# Revenant Vape x TVL Delta 100W Squonk Kit with Reload RDA



## Rob Fisher (18/11/18)

TVL and Revenant have teamed up to bring you the new Delta Kit - A special, industrial-style device that is perfect for the next step in vaping. The new "Push-to-Squonk" Mechanism is the first of its kind, letting vapers soak their cotton with the press of a button. A new innovative child-proof filling system, Press to fill (PTF ), allows easy filling and significantly reduces leakage. The kit comes with a Reload RDA. The composite heating materials and adjustable airflow make the heating more even, enhancing the flavour significantly, while a special internal structure minimizes leaking and maximizes the use of your juice by recycling any potentially lost droplets. The Omni Board 4.0 Integrates Super Player Mode and Insta-Fire Technology with a .001s firing rate. The 1A Quickcharge is compatible with different battery types (21700/20700/18650) Delta Kit, a new way to squonk. The PTF™ system is an extremely easy, simple, and secure filling mechanism. Using a little pressure when inserting the nozzle into the chamber will open the seal and it will close as soon as it’s taken out. By having this robust locking system, a tight seal will significantly reduce leakage and make it completely child-proof.

*Specifications:*
Dimensions: 55.9×29.8x127mm
Refillable Tank Capacity: 6.5ml
Display: 0.96″ TFT Color Screen 
Single Battery: 21700/20700/18650
Power Range: 5-100W
Resistance Range: 0.03~5Ω

*Package Includes:*
1x Delta Mod (Battery Adapter inside)
1x Reload RDA Tank
1x Plastic Bottle
3x Clapton Coils Wire (NI80, 0.2Ω)
1x 510 Drip Tip Adapter
6x Tank Seal Ring
2x Drip Tip Seal Ring
4x Slotted Screw-Side
1x Slotted Screw-Bottom
1x Allen Key T Screwdriver
1x USB Cable
1x User Manual

Reactions: Like 5 | Informative 1


----------



## KZOR (18/11/18)

Please make a video of it. Would love to see a review.

Reactions: Like 2 | Agree 3


----------



## Rob Fisher (18/11/18)

I don't accept much for review anymore because I'm pretty much stayed in my ways with my RTA's but when I was asked if I would like to take a look at this set up I said yes because there is a lot of innovation with this setup... the parcel only just arrived this afternoon thanks to DHL doing deliveries on a Sunday... I was so intrigued when I opened the box I grabbed a Nano Alien, my tin of TFC Elite and my toolkit and set about coiling and wicking it up.

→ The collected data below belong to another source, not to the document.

PR #282, opened 2022-02-04
Use docker engine embedded buildkit by default

### LINKED ISSUE #220: speed up docker image loading into local daemon
I'm using hlb with a local buildkitd container started with: `docker run -d --name buildkitd --privileged openllb/buildkit:experimental` and building local images with the dockerLoad instruction.

One of the slowest parts of rebuilding when nothing has changed is the "sending tarball" part of the "exporting to oci image format" step:
```
 => exporting to oci image format                                                                                                                                                                                       6.7s
 => => exporting layers                                                                                                                                                                                                 0.0s
 => => exporting manifest sha256:c4db86288982ca760470b4fbafa068d5a8f5f4b746444a002b8d4483871f06e7                                                                                                                       0.0s
 => => exporting config sha256:f408dfe5501e874dd1a97fca4ecc4882c3639a18257eb4695c42fca8fa468558                                                                                                                         0.0s
 => => sending tarball                                                                                                                                                                                                  6.7s
 => => exporting manifest sha256:8cdbeb68e00e61aadd1012534d3a141393794f551092d78794f6d5caa55172ad                                                                                                                       0.0s
 => => exporting manifest sha256:2012bd6343be80e6bcaf19cf595b8969a487512b7c2c45d94f8af1b6e8da3d6c                                                                                                                       0.0s
```

docker build and buildx (https://github.com/docker/buildx/) do this much more efficiently and print out the following logs which are slightly different:
```
 => [monolith] exporting to image                                                                                                                                                                                       0.0s
 => => exporting layers                                                                                                                                                                                                 0.0s
 => => writing image sha256:81f3f327425eec9ecedf1ec21c918fd0a9c4e29e3fc881c95f99a384f1ffcda1                                                                                                                            0.0s
 => => naming to docker.io/library/monolith                                                                                                                                                            0.0s
```

It would be great to understand why buildx and docker build can do this so much faster and if it's possible for hlb to also achieve the same speed.

### LINKED ISSUE #283: Arg(...).WithError prints erroneous diagonistic
When using `return Arg(ctx, 0).WithError(...)` directly without creating spans like errors in `errdef`, an erroneous diagnostic is printed:

Example:
```sh
[+] Building 0.0s (0/0)
error: bar.hlb:3:21: docker engine does not support this exporter
 1:

aborting due to previous error
exit status 1
```

hinshun:
Fixes #220 
Fixes #283 

!!! **Need help testing on macos** !!!

Currently, the default when `BUILDKIT_HOST` is not set, is to look for a buildkit unix socket, which is the same behavior as `buildctl`. However its very rare users actually run BuildKit natively, and it's also not cross-platform.

The more common case is that users have `docker`, so by default HLB will use the buildkit embedded in docker the same way [buildx](https://github.com/docker/buildx/) does.

When using docker-engine embedded BuildKit, it shares the underlying image storage, so `dockerLoad` is many orders of magnitude faster.

Note that the exporter `moby` is only supported by embedded BuildKit:
https://github.com/moby/moby/blob/master/builder/builder-next/worker/worker.go#L221-L225


aaronlehmann:
Very cool!! This is working for me with Docker for Mac.

codegen/context.go
```diff
@@ -191,3 +194,27 @@ func DefaultPlatform(ctx context.Context) specs.Platform {
...
+func WithDockerAPI(ctx context.Context, cln dockerclient.APIClient, auth imagetools.Auth, err error, moby bool) context.Context {
+	return context.WithValue(ctx, dockerAPIKey{}, &DockerAPIClient{
+		APIClient: cln,
+		Auth:      auth,
+		Moby:      moby,
+		err:       err,
+	})
+}
+
+func DockerAPI(ctx context.Context) (*DockerAPIClient, error) {
```
aaronlehmann, line 214: Any particular reason to return a pointer here?

codegen/builtin_fs.go
```diff
@@ -708,6 +707,34 @@ func (dp DockerPush) Call(ctx context.Context, cln *client.Client, ret Register,
 		}
 	}
 
+	dockerAPI, err := DockerAPI(ctx)
+	if dockerAPI.Moby {
```
aaronlehmann, line 711: It feels a little dangerous to dereference `dockerAPI` here even if the function returned an error.

codegen/builtin_fs.go
```diff
@@ -708,6 +707,34 @@ func (dp DockerPush) Call(ctx context.Context, cln *client.Client, ret Register,
...
+		// Return error only if dockerPush is using docker engine instead of buildkit.
```
aaronlehmann, line 712: Why?

codegen/builtin_fs.go
```diff
@@ -708,6 +707,34 @@ func (dp DockerPush) Call(ctx context.Context, cln *client.Client, ret Register,
...
+		exportFS.SolveOpts = append(exportFS.SolveOpts,
+			solver.WithPushMoby(ref),
+			solver.WithCallback(func(_ context.Context, resp *client.SolveResponse) error {
+				mw := MultiWriter(ctx)
+				if mw == nil {
+					return nil
+				}
+
+				pw := mw.WithPrefix("", false)
+				return progress.Wrap(fmt.Sprintf("pushing %s", ref), pw.Write, func(l progress.SubLogger) error {
```
aaronlehmann, line 726: nit: could be simplified:

```suggestion
				return progress.Wrap("pushing "+ref, pw.Write, func(l progress.SubLogger) error {
```

codegen/builtin_fs.go
```diff
@@ -742,10 +769,81 @@ func (dp DockerPush) Call(ctx context.Context, cln *client.Client, ret Register,
...
+			}
+			if jm.Status == "Pushed" {
+				now := time.Now()
+				st.Completed = &now
+				st.Current = st.Total
+			}
+			l.SetStatus(st)
+		}
+		if jm.Error != nil {
+			parsedError = jm.Error
```
aaronlehmann, line 842: Why do we save this instead of returning it right away?

codegen/builtin_fs.go
```diff
@@ -742,10 +769,81 @@ func (dp DockerPush) Call(ctx context.Context, cln *client.Client, ret Register,
...
+				if jm.Progress != nil || jm.Status == "Pushed" {
+					now := time.Now()
+					st = &client.VertexStatus{
+						ID:      id,
+						Started: &now,
+					}
+					started[id] = st
+				} else {
+					continue
+				}
```
aaronlehmann, line 823: Why not:

```suggestion
				if jm.Progress == nil && jm.Status != "Pushed" {
					continue
				}
```

instead of if/else...

codegen/builtin_fs.go
```diff
@@ -1019,6 +1119,17 @@ func (dot DownloadDockerTarball) Call(ctx context.Context, cln *client.Client, r
 		return err
 	}
 
+	named, err := reference.ParseNormalizedNamed(ref)
+	if err != nil {
+		return errdefs.WithInvalidImageRef(err, Arg(ctx, 0), ref)
+	}
+	ref = reference.TagNameOnly(named).String()
```
aaronlehmann, line 1126: Unrelated bugfix?

hinshun: Yes sorry. I'll do it in a separate PR.

codegen/builtin_fs.go
hinshun: Tbh, I'm not too sure, I ported this code from a buildx private function. It looks like even if there is a json message error, we want to continue as long as the next decode is not also an error (io.EOF, or others).

I can experiment with exiting early but I'm not familiar with moby/moby's docker push progress code.

codegen/builtin_fs.go
hinshun: Open to another way of designing this, but basically I want hlb to function even if docker CLI is not installed. i.e. loading the docker cli could error, but if we were not using moby anyway, we don't care.

codegen/builtin_fs.go
hinshun: I guess we can also do:
```go
dockerAPI := DockerAPI(ctx)
if dockerAPI.Moby {
```

And then expose the error in `dockerAPI.Err`, what do you think?

codegen/context.go
hinshun: No reason, originally I returned `nil` in the error case.

codegen/builtin_fs.go
hinshun: Extracted to: #287 287

codegen/builtin_fs.go
coryb: Yeah `dockerApi.Err` seems more reasonable here:
```
	dockerAPI := DockerAPI(ctx)
	if dockerAPI.Moby {
		// Return error only if dockerPush is using docker engine instead of buildkit.
		if dockerAPI.Err != nil {
			return Arg(ctx, 0).WithError(err)
		}
```

codegen/builtin_fs.go
coryb: I think it so the code continues reading the `rc` stream until `EOF`.  It will return the parsedError only after `dec.Decode` has an error, which is likely `EOF`.

codegen/builtin_fs.go
```diff
@@ -1019,6 +1118,11 @@ func (dot DownloadDockerTarball) Call(ctx context.Context, cln *client.Client, r
 		return err
 	}
 
+	dockerAPI, _ := DockerAPI(ctx)
+	if dockerAPI.Moby {
+		return errdefs.WithDockerEngineUnsupported(ProgramCounter(ctx))
```
coryb, line 1123: Seems surprising that moby would not support exporting the tarball, without buildkit I think this is equivalent to `docker_ save`?

coryb (approved):
This is pretty cool!  Looks good to me, I tried out a few things on my Docker Desktop on my mac and it worked well for me.

codegen/builtin_fs.go
hinshun: Not much we can do unless we contribute to engine, I think its just a matter of no one needing it in buildx yet.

@Daniel was chatting to me and got so excited that he wants me to go live on Insta which I will do in about 10 minutes for a first look chat!

Reactions: Winner 2


----------



## Rob Fisher (18/11/18)

Going live on Instagram with Daniel now now...


----------



## Rob Fisher (18/11/18)

OK first hour with the Delta Kit and it's pretty impressive... push to squonk is very clever and with the Reload RDA on top it squonks almost straight onto the coil from the bottom... will see how it goes with other RDA's over the next few days... but it works really well as a kit. The flavour is great and the build is pretty easy... there are screws on each side that open like lift door (those gold things you can see on the RDA deck) and you pop the legs into the open lift doors... then screw them closed and bingo!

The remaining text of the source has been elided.